[Saved data entries]

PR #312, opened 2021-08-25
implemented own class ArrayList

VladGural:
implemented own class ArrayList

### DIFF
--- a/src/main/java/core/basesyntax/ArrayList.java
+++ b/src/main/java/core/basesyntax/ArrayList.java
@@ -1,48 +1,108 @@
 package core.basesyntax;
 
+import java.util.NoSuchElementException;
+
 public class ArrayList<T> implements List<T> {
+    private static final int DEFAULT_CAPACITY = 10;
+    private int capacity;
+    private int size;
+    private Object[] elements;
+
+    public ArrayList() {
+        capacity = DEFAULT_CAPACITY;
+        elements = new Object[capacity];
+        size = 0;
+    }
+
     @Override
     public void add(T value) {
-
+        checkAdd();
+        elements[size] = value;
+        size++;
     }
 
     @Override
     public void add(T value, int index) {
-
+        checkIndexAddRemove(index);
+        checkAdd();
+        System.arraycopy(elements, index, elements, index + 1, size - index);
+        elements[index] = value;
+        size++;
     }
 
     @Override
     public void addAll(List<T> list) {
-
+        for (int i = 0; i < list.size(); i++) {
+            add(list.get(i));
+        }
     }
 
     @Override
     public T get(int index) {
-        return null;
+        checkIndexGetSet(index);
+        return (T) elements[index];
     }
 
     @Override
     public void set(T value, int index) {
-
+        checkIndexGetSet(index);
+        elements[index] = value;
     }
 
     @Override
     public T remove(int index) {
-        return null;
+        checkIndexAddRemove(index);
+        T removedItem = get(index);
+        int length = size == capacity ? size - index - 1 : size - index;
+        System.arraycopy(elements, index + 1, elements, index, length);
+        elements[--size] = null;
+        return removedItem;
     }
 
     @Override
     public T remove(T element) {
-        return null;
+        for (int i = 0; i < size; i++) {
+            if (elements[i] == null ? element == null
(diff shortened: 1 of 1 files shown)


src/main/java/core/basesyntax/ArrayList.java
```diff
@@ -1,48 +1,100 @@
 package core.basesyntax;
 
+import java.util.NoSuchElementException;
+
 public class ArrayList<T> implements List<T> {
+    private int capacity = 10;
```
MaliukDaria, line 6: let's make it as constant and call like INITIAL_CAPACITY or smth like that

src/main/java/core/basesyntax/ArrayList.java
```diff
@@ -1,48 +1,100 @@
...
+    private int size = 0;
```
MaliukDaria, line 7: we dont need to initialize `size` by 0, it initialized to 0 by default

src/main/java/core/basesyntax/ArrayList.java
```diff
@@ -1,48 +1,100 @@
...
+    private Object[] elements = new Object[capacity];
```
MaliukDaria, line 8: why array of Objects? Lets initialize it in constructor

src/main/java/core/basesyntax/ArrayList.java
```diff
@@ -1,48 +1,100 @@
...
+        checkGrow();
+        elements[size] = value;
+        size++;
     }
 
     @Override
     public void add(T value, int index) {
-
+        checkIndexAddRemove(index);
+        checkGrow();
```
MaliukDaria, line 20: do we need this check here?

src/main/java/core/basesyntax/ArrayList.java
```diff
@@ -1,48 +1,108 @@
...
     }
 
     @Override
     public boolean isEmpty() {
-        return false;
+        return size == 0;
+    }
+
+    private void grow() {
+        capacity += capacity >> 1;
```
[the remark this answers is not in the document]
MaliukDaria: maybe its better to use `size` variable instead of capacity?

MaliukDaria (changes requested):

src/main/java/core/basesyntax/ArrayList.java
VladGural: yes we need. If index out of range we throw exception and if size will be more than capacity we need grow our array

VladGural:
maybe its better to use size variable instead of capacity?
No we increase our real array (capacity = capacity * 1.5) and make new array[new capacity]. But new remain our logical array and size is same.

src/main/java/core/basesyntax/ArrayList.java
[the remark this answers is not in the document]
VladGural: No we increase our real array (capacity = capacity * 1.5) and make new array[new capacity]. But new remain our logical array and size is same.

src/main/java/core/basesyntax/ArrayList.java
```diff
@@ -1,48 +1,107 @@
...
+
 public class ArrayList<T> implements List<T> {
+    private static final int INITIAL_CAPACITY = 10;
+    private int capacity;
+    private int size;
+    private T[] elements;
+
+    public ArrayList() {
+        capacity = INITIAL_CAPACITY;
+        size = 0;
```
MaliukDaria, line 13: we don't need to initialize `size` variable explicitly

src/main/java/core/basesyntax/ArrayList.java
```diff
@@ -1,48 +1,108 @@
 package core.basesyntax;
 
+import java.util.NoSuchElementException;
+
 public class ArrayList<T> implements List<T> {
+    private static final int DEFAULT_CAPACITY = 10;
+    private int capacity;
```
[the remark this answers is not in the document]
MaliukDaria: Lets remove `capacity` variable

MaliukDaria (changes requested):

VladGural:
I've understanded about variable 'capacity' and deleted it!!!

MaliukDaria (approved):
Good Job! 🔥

...

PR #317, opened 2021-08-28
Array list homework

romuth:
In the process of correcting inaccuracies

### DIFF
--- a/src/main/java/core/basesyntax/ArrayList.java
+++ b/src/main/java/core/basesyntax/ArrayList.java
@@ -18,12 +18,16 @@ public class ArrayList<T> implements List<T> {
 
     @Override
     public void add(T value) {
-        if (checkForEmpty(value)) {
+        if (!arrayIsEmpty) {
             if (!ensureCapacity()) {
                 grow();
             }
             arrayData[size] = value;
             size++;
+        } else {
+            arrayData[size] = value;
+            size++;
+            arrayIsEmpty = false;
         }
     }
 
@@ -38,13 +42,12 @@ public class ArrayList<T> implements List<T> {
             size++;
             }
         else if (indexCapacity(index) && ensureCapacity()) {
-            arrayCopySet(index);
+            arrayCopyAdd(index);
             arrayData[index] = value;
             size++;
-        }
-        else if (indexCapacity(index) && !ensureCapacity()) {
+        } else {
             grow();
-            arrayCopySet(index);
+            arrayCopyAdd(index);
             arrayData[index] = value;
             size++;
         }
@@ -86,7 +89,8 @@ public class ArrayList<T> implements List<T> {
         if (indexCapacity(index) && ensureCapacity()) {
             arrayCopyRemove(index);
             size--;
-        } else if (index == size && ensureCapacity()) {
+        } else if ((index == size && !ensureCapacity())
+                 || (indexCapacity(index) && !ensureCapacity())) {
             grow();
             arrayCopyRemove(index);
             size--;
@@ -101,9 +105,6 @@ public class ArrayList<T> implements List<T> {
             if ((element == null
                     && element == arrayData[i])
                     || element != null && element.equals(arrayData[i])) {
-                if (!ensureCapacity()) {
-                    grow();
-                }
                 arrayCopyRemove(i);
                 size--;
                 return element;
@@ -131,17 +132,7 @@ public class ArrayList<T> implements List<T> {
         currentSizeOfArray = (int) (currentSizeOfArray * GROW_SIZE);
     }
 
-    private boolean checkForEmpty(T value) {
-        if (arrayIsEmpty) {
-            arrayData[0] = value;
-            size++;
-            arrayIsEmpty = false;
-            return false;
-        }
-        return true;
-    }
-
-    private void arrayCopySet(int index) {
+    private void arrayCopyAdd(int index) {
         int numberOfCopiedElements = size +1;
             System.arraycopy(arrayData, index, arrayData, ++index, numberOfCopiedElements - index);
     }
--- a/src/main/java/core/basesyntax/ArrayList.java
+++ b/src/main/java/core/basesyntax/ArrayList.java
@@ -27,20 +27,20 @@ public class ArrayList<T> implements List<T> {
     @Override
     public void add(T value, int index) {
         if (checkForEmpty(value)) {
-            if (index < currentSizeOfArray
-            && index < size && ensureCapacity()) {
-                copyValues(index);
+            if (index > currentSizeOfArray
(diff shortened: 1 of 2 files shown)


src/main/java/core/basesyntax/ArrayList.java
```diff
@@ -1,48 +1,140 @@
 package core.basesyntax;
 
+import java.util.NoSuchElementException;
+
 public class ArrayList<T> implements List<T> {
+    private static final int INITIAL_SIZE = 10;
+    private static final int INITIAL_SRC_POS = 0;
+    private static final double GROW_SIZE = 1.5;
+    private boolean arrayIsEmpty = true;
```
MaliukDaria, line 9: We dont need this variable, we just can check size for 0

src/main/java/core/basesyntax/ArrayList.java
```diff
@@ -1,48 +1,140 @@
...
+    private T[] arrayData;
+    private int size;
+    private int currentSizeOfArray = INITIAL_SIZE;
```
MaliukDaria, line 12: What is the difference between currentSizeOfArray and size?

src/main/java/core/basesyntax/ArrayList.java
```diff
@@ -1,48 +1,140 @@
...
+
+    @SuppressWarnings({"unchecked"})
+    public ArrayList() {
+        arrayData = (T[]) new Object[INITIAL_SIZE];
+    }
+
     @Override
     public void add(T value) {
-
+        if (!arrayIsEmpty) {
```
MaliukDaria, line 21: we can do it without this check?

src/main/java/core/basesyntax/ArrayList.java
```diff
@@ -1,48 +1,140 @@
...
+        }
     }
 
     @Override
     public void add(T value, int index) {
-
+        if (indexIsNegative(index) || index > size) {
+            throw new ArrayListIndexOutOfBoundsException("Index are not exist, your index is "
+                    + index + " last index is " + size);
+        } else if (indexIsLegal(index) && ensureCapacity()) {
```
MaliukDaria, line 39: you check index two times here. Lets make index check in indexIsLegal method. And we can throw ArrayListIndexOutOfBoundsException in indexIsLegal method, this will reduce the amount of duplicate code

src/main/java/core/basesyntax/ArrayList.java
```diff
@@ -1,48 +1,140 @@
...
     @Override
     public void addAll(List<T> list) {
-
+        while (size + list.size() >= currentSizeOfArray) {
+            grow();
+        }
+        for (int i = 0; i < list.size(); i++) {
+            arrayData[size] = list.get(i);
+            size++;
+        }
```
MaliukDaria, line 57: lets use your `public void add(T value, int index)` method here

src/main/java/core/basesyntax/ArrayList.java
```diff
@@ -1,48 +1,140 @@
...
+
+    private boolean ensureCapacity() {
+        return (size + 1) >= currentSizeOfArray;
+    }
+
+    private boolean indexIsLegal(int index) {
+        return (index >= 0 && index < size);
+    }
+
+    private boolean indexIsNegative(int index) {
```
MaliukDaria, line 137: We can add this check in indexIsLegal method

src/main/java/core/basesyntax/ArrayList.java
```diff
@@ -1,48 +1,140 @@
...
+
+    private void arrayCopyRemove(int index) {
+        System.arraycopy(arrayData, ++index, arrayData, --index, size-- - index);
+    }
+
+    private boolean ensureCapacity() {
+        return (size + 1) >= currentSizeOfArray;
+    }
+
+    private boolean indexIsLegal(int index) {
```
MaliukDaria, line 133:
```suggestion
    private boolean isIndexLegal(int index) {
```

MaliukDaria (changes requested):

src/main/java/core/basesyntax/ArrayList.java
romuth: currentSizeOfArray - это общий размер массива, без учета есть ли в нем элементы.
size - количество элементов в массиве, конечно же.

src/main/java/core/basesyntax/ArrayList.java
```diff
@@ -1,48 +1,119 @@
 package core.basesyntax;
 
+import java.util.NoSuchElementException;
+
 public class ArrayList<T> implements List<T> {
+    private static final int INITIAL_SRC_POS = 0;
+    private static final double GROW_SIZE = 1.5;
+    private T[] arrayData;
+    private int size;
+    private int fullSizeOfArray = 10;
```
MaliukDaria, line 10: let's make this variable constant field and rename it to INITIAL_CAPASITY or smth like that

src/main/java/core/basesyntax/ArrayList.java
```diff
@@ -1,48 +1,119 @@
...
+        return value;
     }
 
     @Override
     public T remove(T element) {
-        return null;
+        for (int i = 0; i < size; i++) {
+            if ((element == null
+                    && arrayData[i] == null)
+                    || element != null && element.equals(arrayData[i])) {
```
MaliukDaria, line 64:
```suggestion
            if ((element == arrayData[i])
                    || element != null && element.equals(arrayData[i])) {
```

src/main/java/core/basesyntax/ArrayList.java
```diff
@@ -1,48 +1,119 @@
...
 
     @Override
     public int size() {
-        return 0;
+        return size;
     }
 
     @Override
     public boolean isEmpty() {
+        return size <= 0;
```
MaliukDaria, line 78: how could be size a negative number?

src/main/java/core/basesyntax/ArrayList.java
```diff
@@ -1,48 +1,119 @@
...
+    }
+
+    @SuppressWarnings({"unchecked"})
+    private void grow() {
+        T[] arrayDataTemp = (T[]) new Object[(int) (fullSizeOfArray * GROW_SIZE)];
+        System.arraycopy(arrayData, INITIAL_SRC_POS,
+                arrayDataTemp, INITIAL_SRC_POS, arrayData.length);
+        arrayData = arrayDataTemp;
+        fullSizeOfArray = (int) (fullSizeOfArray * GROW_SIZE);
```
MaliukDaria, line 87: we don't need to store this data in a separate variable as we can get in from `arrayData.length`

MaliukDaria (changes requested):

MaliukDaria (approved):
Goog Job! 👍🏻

...

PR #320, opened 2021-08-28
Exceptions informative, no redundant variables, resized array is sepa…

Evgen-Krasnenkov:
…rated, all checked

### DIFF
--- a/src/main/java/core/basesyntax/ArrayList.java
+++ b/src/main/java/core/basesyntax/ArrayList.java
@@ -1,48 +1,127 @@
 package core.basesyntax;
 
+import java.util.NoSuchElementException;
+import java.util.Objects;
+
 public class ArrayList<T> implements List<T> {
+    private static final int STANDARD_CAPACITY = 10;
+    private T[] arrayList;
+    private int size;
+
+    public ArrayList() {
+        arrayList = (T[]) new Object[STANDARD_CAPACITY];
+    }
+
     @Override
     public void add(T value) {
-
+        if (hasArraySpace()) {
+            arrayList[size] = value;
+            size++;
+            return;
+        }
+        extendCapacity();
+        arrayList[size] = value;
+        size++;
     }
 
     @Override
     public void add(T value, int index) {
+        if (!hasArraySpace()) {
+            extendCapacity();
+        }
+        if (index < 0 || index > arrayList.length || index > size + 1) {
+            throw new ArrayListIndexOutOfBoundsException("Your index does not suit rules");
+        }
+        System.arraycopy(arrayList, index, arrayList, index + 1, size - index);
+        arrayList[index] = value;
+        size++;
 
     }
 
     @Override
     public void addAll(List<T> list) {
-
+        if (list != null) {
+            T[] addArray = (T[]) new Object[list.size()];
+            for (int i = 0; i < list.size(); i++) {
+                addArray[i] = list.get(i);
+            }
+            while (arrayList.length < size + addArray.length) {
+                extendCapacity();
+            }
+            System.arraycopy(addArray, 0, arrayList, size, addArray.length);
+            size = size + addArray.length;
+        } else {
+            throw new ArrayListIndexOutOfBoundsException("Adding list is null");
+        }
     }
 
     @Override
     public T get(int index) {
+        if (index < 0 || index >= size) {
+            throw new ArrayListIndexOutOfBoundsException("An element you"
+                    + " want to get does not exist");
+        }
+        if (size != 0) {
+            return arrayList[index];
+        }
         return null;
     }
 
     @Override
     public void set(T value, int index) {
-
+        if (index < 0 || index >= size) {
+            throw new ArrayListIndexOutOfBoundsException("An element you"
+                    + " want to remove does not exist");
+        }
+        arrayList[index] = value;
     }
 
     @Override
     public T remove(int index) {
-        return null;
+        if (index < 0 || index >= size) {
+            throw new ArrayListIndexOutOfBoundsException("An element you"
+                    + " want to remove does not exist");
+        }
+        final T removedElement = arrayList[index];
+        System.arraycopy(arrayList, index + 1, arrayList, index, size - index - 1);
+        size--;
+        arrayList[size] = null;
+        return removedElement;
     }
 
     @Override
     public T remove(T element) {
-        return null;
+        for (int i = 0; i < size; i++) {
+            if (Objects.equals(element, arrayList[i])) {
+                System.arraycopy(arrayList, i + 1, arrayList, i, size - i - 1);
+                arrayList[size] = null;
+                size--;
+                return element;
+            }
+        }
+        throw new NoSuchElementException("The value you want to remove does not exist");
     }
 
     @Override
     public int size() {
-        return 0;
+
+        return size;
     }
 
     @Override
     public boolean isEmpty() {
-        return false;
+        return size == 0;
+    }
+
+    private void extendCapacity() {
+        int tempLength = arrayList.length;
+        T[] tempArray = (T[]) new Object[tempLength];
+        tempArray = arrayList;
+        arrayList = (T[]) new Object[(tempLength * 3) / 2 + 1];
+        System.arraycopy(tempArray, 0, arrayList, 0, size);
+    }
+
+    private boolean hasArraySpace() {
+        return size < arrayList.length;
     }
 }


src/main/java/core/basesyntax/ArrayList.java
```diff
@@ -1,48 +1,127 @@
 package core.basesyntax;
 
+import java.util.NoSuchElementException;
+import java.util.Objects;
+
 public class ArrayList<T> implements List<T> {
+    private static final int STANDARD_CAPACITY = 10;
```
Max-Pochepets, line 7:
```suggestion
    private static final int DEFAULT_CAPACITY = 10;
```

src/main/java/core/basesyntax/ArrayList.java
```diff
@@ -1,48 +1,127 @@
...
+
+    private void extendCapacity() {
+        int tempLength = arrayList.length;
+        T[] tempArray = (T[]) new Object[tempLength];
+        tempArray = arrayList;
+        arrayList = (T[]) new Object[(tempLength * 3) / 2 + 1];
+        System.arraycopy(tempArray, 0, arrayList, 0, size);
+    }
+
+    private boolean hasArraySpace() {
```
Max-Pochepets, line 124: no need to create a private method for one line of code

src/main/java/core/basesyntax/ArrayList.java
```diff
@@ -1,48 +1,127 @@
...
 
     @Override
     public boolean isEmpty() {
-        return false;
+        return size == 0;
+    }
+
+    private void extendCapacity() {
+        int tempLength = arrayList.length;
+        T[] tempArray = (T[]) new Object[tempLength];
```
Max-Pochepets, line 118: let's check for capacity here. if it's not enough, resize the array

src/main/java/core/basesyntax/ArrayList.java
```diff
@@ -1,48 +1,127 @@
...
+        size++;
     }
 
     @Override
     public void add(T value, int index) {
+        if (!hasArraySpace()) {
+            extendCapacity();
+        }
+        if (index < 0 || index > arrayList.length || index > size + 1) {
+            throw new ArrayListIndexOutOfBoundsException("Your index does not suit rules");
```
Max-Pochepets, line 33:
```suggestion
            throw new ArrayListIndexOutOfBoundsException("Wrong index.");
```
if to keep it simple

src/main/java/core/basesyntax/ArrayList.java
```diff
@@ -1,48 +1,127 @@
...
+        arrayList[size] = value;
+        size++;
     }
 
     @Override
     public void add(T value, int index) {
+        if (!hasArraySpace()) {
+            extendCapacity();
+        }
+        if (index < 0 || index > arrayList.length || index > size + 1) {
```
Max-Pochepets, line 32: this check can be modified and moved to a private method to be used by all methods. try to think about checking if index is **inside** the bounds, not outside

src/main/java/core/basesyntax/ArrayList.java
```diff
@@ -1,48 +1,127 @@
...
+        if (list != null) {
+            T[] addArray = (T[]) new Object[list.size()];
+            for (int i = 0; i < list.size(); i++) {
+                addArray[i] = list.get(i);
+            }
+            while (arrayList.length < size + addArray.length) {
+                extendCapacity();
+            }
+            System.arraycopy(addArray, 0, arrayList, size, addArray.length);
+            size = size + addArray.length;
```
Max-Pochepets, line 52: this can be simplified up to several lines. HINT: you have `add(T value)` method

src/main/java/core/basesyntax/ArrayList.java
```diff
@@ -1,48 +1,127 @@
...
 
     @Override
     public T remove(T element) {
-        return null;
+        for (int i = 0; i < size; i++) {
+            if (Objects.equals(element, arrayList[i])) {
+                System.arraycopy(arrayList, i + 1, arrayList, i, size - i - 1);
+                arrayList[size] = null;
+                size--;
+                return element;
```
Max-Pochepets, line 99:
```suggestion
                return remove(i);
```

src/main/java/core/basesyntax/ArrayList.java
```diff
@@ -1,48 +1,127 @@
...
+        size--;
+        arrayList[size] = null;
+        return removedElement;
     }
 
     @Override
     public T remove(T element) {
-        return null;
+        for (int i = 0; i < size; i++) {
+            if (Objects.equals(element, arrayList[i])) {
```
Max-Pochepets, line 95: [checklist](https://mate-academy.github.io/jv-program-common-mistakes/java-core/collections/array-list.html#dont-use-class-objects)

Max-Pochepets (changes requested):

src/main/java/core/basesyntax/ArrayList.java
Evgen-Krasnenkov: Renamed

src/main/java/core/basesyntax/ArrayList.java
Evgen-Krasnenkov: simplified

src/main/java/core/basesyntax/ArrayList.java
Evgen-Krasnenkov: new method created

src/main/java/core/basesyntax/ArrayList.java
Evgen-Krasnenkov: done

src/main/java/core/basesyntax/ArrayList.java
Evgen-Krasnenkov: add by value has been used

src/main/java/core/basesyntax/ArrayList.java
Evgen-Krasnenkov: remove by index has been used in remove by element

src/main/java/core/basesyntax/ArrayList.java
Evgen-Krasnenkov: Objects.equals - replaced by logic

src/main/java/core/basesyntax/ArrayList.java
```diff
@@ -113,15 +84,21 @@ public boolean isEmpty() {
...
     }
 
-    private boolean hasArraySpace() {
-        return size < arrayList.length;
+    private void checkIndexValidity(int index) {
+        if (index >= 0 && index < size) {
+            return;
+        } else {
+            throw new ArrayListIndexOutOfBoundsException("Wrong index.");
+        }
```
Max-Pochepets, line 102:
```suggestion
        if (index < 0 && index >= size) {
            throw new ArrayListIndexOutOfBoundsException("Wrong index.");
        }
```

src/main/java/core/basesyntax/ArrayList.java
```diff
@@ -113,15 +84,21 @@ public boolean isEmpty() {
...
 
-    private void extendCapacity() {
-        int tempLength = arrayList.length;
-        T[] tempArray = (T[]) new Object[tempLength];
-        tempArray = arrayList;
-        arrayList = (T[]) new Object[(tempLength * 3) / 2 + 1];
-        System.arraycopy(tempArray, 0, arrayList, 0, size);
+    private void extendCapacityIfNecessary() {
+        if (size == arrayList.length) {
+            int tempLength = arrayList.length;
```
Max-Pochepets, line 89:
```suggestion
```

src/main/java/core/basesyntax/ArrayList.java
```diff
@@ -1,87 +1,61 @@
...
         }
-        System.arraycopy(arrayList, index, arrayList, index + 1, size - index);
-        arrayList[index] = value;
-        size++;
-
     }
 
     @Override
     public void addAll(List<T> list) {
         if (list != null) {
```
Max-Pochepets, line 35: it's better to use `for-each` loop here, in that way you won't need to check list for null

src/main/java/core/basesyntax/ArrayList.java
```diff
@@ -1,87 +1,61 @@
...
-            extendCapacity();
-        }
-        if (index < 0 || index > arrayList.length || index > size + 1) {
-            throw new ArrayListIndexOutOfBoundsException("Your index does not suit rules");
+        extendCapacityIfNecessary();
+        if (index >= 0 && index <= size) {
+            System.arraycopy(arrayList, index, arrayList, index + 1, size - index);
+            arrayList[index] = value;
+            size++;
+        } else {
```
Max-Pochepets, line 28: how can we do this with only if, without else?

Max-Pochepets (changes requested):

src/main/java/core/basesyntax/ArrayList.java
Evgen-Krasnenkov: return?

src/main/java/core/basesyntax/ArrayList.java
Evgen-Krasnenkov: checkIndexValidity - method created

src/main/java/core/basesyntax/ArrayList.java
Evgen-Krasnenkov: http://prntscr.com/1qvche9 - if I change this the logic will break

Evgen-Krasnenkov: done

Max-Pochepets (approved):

■ Directions
Provide only the count of lines above in which the word "currentSizeOfArray" occurs.

■ Task response
9